Rational expressions are like fractions, but instead of being composed of numbers, they involve polynomials—in other words, expressions that consist of variables and coefficients raised to various powers. In mathematics, a rational expression is essentially one polynomial divided by another. For example, in the exercise provided,

1. The numerator is a polynomial: \(3x^6 + 3x^4 + 3x\)
2. The denominator is another polynomial: \(x^4 + x^2\)

Just like fractions, rational expressions can often be simplified, which requires techniques such as polynomial division or factoring to reduce them into more manageable pieces. Understanding how to work with rational expressions is essential to solve more complex mathematical problems, like those involving partial fraction decomposition.

Polynomial division is a method similar to long division used for dividing one polynomial by another. In partial fraction decomposition, we may use polynomial division to help simplify or rearrange expressions. However, in our exercise, since the degree of the numerator is higher than the degree of the denominator, we start by factoring instead.
When performing polynomial division, you arrange the polynomials in a way that allows you to systematically subtract multiples of the divisor from the dividend, focusing on reducing the degree of the ensuing polynomial at each step. This technique is pivotal when a rational expression has a higher polynomial in the numerator than in the denominator, ensuring the expression can be broken down correctly into a sum of simpler fractions.

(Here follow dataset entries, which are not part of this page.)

PR #697, opened 2017-12-26
Wait for rollback'ed snapshot to persist

abhinavdangeti:


index/scorch/snapshot_rollback.go
```diff
@@ -91,12 +91,22 @@ func (s *Scorch) PreviousPersistedSnapshot(is *IndexSnapshot) (*IndexSnapshot, e
 // only be passed an IndexSnapshot that came from the same store.
 func (s *Scorch) SnapshotRevert(revertTo *IndexSnapshot) error {
 	revert := &snapshotReversion{
-		snapshot: revertTo,
-		applied:  make(chan error),
+		snapshot:  revertTo,
+		applied:   make(chan error),
+		persisted: make(chan error, 1),
```
mschoch: Can you explain why we needed a buffered channel here and not anywhere else?

abhinavdangeti: Looking into it again, I guess we don't really need  a buffered channel here as the sender doesn't need to block when there is no empty slot available - there is always the one slot. I just followed the way segment introduction is done. Let me make this an unbuffered channel. 

Also I see that the persisted channel (in segment introduction) is used only when unsafeBatch is set to false, I'll apply that check here as well.

PR #698, opened 2017-12-27
Adding onEvent callback support for scorch

abhinavdangeti:
Event types:
- EventKindCloseStart
- EventKindClose
- EventKindMergerProgress
- EventKindPersisterProgress

### DIFF
--- a/index/scorch/merge.go
+++ b/index/scorch/merge.go
@@ -19,6 +19,7 @@ import (
 	"log"
 	"os"
 	"sync/atomic"
+	"time"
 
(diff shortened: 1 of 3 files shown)


abhinavdangeti:
This change isn't complete yet. I will have some more changes here for actually tracking the memory consumption. This change was to support back pressure incase of high memory consumption.

Here are things that I will be adding alongside here:
- Memory consumption at a segment level.
- Aggregated memory usage across an index snapshot
- Event firing on segment introduction.

I will close this pull request for now, as its still work-in-progress. I will have another one up soon.

PR #700, opened 2017-12-27
phrase searcher don't allow advance after end

mschoch:


mschoch:
ping @steveyen with this change, the bolt seeking backwards behavior is no longer observed

again, not necessarily convinced this is the last of these...

PR #703, opened 2017-12-28
docValue persist changes

sreekanth-cb:
docValues are persisted along with the index,
in a columnar fashion per field with variable
sized chunking for quick look up.
-naive chunk level caching is added per field
-data part inside a chunk is snappy compressed
-metaHeader inside the chunk index the dv values
 inside the uncompressed data part
-all the fields are docValue persisted in this iteration

### DIFF
--- a/index/scorch/scorch.go
+++ b/index/scorch/scorch.go
@@ -72,9 +72,44 @@ type Scorch struct {
 
 	eligibleForRemoval   []uint64        // Index snapshot epochs that are safe to GC.
 	ineligibleForRemoval map[string]bool // Filenames that should not be GC'ed yet.
+
+	onEvent func(event Event)
 }
 
-func NewScorch(storeName string, config map[string]interface{}, analysisQueue *index.AnalysisQueue) (index.Index, error) {
+// Event represents the information provided in an OnEvent() callback.
+type Event struct {
+	Kind     EventKind
+	Scorch   *Scorch
+	Duration time.Duration
+}
+
+// EventKind represents an event code for OnEvent() callbacks.
+type EventKind int
+
+// EventKindCLoseStart is fired when a Scorch.Close() has begun.
+var EventKindCloseStart = EventKind(1)
+
+// EventKindClose is fired when a scorch index has been fully closed.
+var EventKindClose = EventKind(2)
+
+// EventKindMergerProgress is fired when the merger has completed a
+// round of merge processing.
+var EventKindMergerProgress = EventKind(3)
+
+// EventKindPersisterProgress is fired when the persister has completed
+// a round of persistence processing.
+var EventKindPersisterProgress = EventKind(4)
+
+// EventKindBatchIntroductionStart is fired when Batch() is invoked which
+// introduces a new segment.
+var EventKindBatchIntroductionStart = EventKind(5)
+
+// EventKindBatchIntroduction is fired when Batch() completes.
+var EventKindBatchIntroduction = EventKind(6)
+
+func NewScorch(storeName string,
+	config map[string]interface{},
+	analysisQueue *index.AnalysisQueue) (index.Index, error) {
 	rv := &Scorch{
 		version:              Version,
 		config:               config,
@@ -94,6 +129,16 @@ func NewScorch(storeName string, config map[string]interface{}, analysisQueue *i
 		rv.unsafeBatch = ub
 	}
 	return rv, nil
+}
+
+func (s *Scorch) SetEventCallback(f func(Event)) {
+	s.onEvent = f
+}
+
+func (s *Scorch) fireEvent(kind EventKind, dur time.Duration) {
+	if s.onEvent != nil {
+		s.onEvent(Event{Kind: kind, Scorch: s, Duration: dur})
+	}
 }
 
 func (s *Scorch) Open() error {
@@ -163,6 +208,13 @@ func (s *Scorch) Open() error {
 }
 
 func (s *Scorch) Close() (err error) {
+	startTime := time.Now()
+	defer func() {
+		s.fireEvent(EventKindClose, time.Since(startTime))
+	}()
+
+	s.fireEvent(EventKindCloseStart, 0)
+
 	// signal to async tasks we want to close
 	close(s.closeCh)
 	// wait for them to close
@@ -195,11 +247,16 @@ func (s *Scorch) Delete(id string) error {
 
 // Batch applices a batch of changes to the index atomically
 func (s *Scorch) Batch(batch *index.Batch) error {
-	analysisStart := time.Now()
+	start := time.Now()
+
+	defer func() {
+		s.fireEvent(EventKindBatchIntroduction, time.Since(start))
+	}()
 
 	resultChan := make(chan *index.AnalysisResult, len(batch.IndexOps))
 
 	var numUpdates uint64
+	var numDeletes uint64
 	var numPlainTextBytes uint64
 	var ids []string
 	for docID, doc := range batch.IndexOps {
@@ -208,6 +265,8 @@ func (s *Scorch) Batch(batch *index.Batch) error {
 			doc.AddField(document.NewTextFieldCustom("_id", nil, []byte(doc.ID), document.IndexField|document.StoreField, nil))
 			numUpdates++
 			numPlainTextBytes += doc.NumPlainTextBytes()
+		} else {
+			numDeletes++
 		}
 		ids = append(ids, docID)
 	}
@@ -234,7 +293,10 @@ func (s *Scorch) Batch(batch *index.Batch) error {
 	}
 	close(resultChan)
 
-	atomic.AddUint64(&s.stats.analysisTime, uint64(time.Since(analysisStart)))
+	atomic.AddUint64(&s.stats.analysisTime, uint64(time.Since(start)))
+
+	// notify handlers that we're about to introduce a segment
+	s.fireEvent(EventKindBatchIntroductionStart, 0)
 
 	var newSegment segment.Segment
 	if len(analysisResults) > 0 {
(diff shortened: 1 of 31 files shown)


index/scorch/scorch.go
```diff
@@ -37,6 +37,14 @@ const Name = "scorch"
 
 const Version uint8 = 1
 
+// UnInvertIndex is implemented by various scorch index implementations
```
mschoch: there is only one scorch index implementation, did you mean various segment implementations? in that case, could this interface definition be moved to index/scorch/segment/segment.go? with the rest of the segment related interfaces?

index/scorch/scorch.go
```diff
@@ -37,6 +37,14 @@ const Name = "scorch"
...
+// to provide the un inverting of the postings or other indexed values.
+type UnInvertIndex interface {
+	// apparently need better namings here..
```
mschoch: any specific names you don't like or want suggestions for? or can we remove this comment?

index/scorch/segment/mem/segment.go
```diff
@@ -87,12 +87,17 @@ type Segment struct {
 	// stored field array positions
 	//  docNum -> field id -> slice of array positions (each is []uint64)
 	StoredPos []map[uint16][][]uint64
+
+	// for marking the docValue override status
+	// field id -> status
+	DocValueFields map[uint16]bool
```
mschoch: since these are just bools (not that large) and the key of the map is field id (integer, and not that many of them) could we just use a slice instead?

index/scorch/segment/zap/build.go
```diff
@@ -419,3 +426,104 @@ func persistDictionary(memSegment *mem.Segment, w *CountHashWriter, postingsLocs
...
+		if err != nil {
+			return fieldChunkOffsets, err
+		}
+
+		dictItr := dict.Iterator()
+		next, err := dictItr.Next()
+		for err == nil && next != nil {
+			postings, err1 := dict.PostingsList(next.Term, nil)
+			if err1 != nil {
+				return fieldChunkOffsets, err
```
mschoch: usually clearer to return 0,err
if you forget to check err somewhere, 0 more likely to stand out as incorrect offset

index/scorch/segment/zap/build.go
```diff
@@ -419,3 +426,104 @@ func persistDictionary(memSegment *mem.Segment, w *CountHashWriter, postingsLocs
...
+
+	return fieldChunkOffsets, nil
+}
+
+func persistFieldDocValues(w *CountHashWriter, chunkFactor uint32,
+	memSegment *mem.Segment) (uint64, error) {
+
+	fieldDvOffsets, err := persistDocValues(memSegment, w, chunkFactor)
+	if err != nil {
+		return math.MaxUint64, err
```
mschoch: any significance to this return value? if not i'd probably suggest just using 0 which is more common in Go when returning an error

index/scorch/segment/zap/build.go
```diff
@@ -419,3 +426,104 @@ func persistDictionary(memSegment *mem.Segment, w *CountHashWriter, postingsLocs
...
+
+	fieldDocValuesOffset := uint64(w.Count())
+	buf := make([]byte, binary.MaxVarintLen64)
+	offset := uint64(math.MaxUint64)
+	ok := true
+	for fieldID := range memSegment.FieldsInv {
+		// if the field isn't configured for docValue, then mark
+		// the offset accordingly
+		if offset, ok = fieldDvOffsets[uint16(fieldID)]; !ok {
+			offset = math.MaxUint64
```
mschoch: consider defining a constant with a more explanatory name for this value, and then giving the constant the value math.MaxUint64, something like

const fieldNotUninverted = math.maxUint64

it should make the code read more clearly

index/scorch/segment/zap/contentcoder.go
```diff
@@ -0,0 +1,181 @@
...
+	buf := make([]byte, binary.MaxVarintLen64)
+	n := binary.PutUvarint(buf, uint64(len(c.chunkMeta)))
+	_, err := c.chunkMetaBuf.Write(buf[:n])
+	if err != nil {
+		return err
+	}
+
+	// write out the metaData slice
+	for _, meta := range c.chunkMeta {
+		n := binary.PutUvarint(buf, meta.docID)
```
mschoch: consider using this helper method i wrote here:

https://github.com/blevesearch/bleve/blob/scorch/index/scorch/segment/zap/write.go#L127

it would let you write these 3 uvarints with a single call

_, err = writeUvarints(meta.docID, meta.docDvLoc, meta.docDvLen)
if err != nil {
   return err
}

index/scorch/segment/zap/contentcoder.go
```diff
@@ -0,0 +1,181 @@
...
+	c.chunkMetaBuf.Reset()
+	for i := range c.chunkLens {
+		c.chunkLens[i] = 0
+	}
+	c.chunkMeta = []metaData{}
+}
+
+// Close indicates you are done calling Add() this allows
+// the final chunk to be encoded.
+func (c *chunkedContentCoder) Close() {
```
mschoch: consider returning the error here, in general Go convention is signature like

func (s *Something) Close() error

(and yes I see that my version didn't return error, but i really think it should )

index/scorch/snapshot_index.go
```diff
@@ -401,24 +404,35 @@ func (i *IndexSnapshot) DocumentVisitFieldTerms(id index.IndexInternalID,
 
 	ss := i.segment[segmentIndex]
 
-	err = ss.cachedDocs.prepareFields(fields, ss)
-	if err != nil {
-		return err
-	}
+	switch seg := ss.segment.(type) {
+	case *mem.Segment:
```
mschoch: instead of doing type assertion matching the implementation structure, should we just be checking to see if it supports UnInvertIndex.  If it does, we use that, if it doesn't we fallback to the existing mechanism (which should work for any segment regardless of implementation)

index/scorch/segment/zap/merge.go
```diff
@@ -306,19 +314,51 @@ func persistMergedRest(segments []*Segment, drops []*roaring.Bitmap,
...
 		// write this vellum to disk
 		_, err = w.Write(vellumData)
 		if err != nil {
-			return nil, err
+			return nil, fieldDvLocsOffset, err
+		}
+
+		rv1[fieldID] = dictOffset
+
+		// update teh doc value
```
mschoch: typo 'teh'

index/scorch/segment/zap/build.go
sreekanth-cb: yea, right.. as it is a slice may be a nil seems the right choice..

index/scorch/segment/zap/build.go
sreekanth-cb: hm.. It was all zero's in my original code. For some reason I felt zero being a default value, it is better to specify an explicit value  through a different code., Hence initialised to "math.MaxUint64" .. But let me  change to '0' ..

index/scorch/scorch.go
sreekanth-cb: any suggestions on the interface & method name ? :) I don't like both of them.. just given some names for me to proceed..

mschoch: Here is one suggestion:

https://golang.org/doc/effective_go.html#interface-names

"By convention, one-method interfaces are named by the method name plus an -er suffix or similar modification to construct an agent noun: Reader, Writer, Formatter, CloseNotifier etc."

That doesn't quite fit in this case, because the closest to that would be `DocumentFieldTermVisitor` which is already taken to define the type for the callback itself.  Maybe we go with `DocumentFieldTermVisitable`?  I don't love that since it doesn't follow the convention, but I don't really want to rename the higher-level code at this time.  Does that work for you?

index/scorch/segment/zap/build.go
mschoch: Oops looks like its actually a map (right now, i had suggested considering a slice instead).  But in either case nil would be more appropriate, since I don't think it makes sense to proceed with a partial result if we encounter an error.

index/scorch/segment/zap/build.go
mschoch: I don't think we ever check that value though in the case of an error, I think for people reading the code `0, err` makes more sense.  Think of it this way, everyone reading Go code has some idea what `return 0, err` means.  When I read `return math.MaxUint64, err` I immediately had to stop and think, I wonder why he's returning a non-zero value with the error.  But, when I looked closer, it's not used anywhere, so it seems like just using `0,err` reduces the amount of thinking for the person reading the code.

index/scorch/segment/zap/segment.go
```diff
@@ -355,3 +374,20 @@ func (s *Segment) DictAddr(field string) (uint64, error) {
 
 	return s.fieldsOffsets[fieldID-1], nil
 }
+
+func (s *Segment) loadDvIterators() error {
+	if s.docValueOffset == fieldNotUninverted || s.docValueOffset == 0 {
```
mschoch: why is 0 an invalid location of the docValueOffset?

index/scorch/segment/zap/contentcoder.go
```diff
@@ -0,0 +1,173 @@
...
+func (c *chunkedContentCoder) flushContents() error {
+	// flush the contents, with meta information at first
+	buf := make([]byte, binary.MaxVarintLen64)
+	n := binary.PutUvarint(buf, uint64(len(c.chunkMeta)))
+	_, err := c.chunkMetaBuf.Write(buf[:n])
+	if err != nil {
+		return err
+	}
+
+	w := bufio.NewWriter(&c.chunkMetaBuf)
```
mschoch: why did you decide to introduce a new buffered writer here?  i dont think the writeUvarints method requires it (any writer is fine, including the existing buffer) and it seems costly to add it just to use the helper method.

sreekanth-cb: yep..its redundant. reverting..

index/scorch/segment/zap/segment.go
sreekanth-cb: assumption was that it can't begin at zero address as there are other valid entries before that at that address location?

mschoch: i think thats true today, but depends on other things unrelated to the implementation of the doc values themselves.  for example, if we decided to move the stored field data to a different section of the file, this might be first and always start at zero, and no one would think to check for this line.  i would prefer that this code not make this assumption.

sreekanth-cb:
hi Marty, good point..I didn't thought of it yet... One naive approach comes to mind atm is to add another method to new UninvertIndex interface to know the list of fields persisted with docValues. And make two separate (parallel?)calls with those two mutually exclusive field lists....need to think more.

mschoch:
Hey Sreekanth, sorry for the delay.  I wanted to gather some before/after numbers on the time to index and the size of the index using the bleve beer-search example before merging.  Unfortunately, when I pull your changes locally, the beer-search app seems to hang during indexing.  I'll try to dig deeper, but could you maybe give that a try on your end as well?

mschoch:
This looks good now.  Is it possible to not include the commits from master (74b8826) I'm worried it may complicate the merge to master later.

marty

Coefficients are the numerical factors that multiply the variables in a polynomial. For instance, in the term \(3x^6\), the coefficient is 3. In the context of partial fraction decomposition, matching coefficients is crucial to determine the constants for each partial fraction.

• The total expression: \(3x(x^5 + x^3 + 1)\) expands into several terms, each with its coefficients.
• The decomposition requires us to set this polynomial equal to another, like \(A(x^2 + 1) + B(x^2 + 1) + (Cx + D)x^2\).

Once expanded, we match coefficients of like terms—those featuring the same power of x. This process gives us a series of equations to solve for A, B, C, and D, which ultimately allows us to complete the decomposition. Solving these equations requires carefully aligning terms and systematically solving for the unknown coefficients.

Factorization is breaking down a polynomial into a product of simpler polynomials. It simplifies expressions and is a key step in many algebraic processes, including partial fraction decomposition. Factorization helps in simplifying the problem so that more complex operations, like determining partial fractions, become manageable.
In our specific exercise, the denominator \(x^4 + x^2\) was factored out to \(x^2(x^2 + 1)\). This reveals the structure needed to set up our partial fractions, helping us determine which terms need to be included in our decomposition.

• Factoring helps identify the basic blocks of the polynomial that can be used to form partial fractions.
• Each factor indicates a potential target for one of the partial fractions.

Thus, factorization simplifies the expression and provides a clearer pathway for setting up and solving the decomposition into meaningful parts.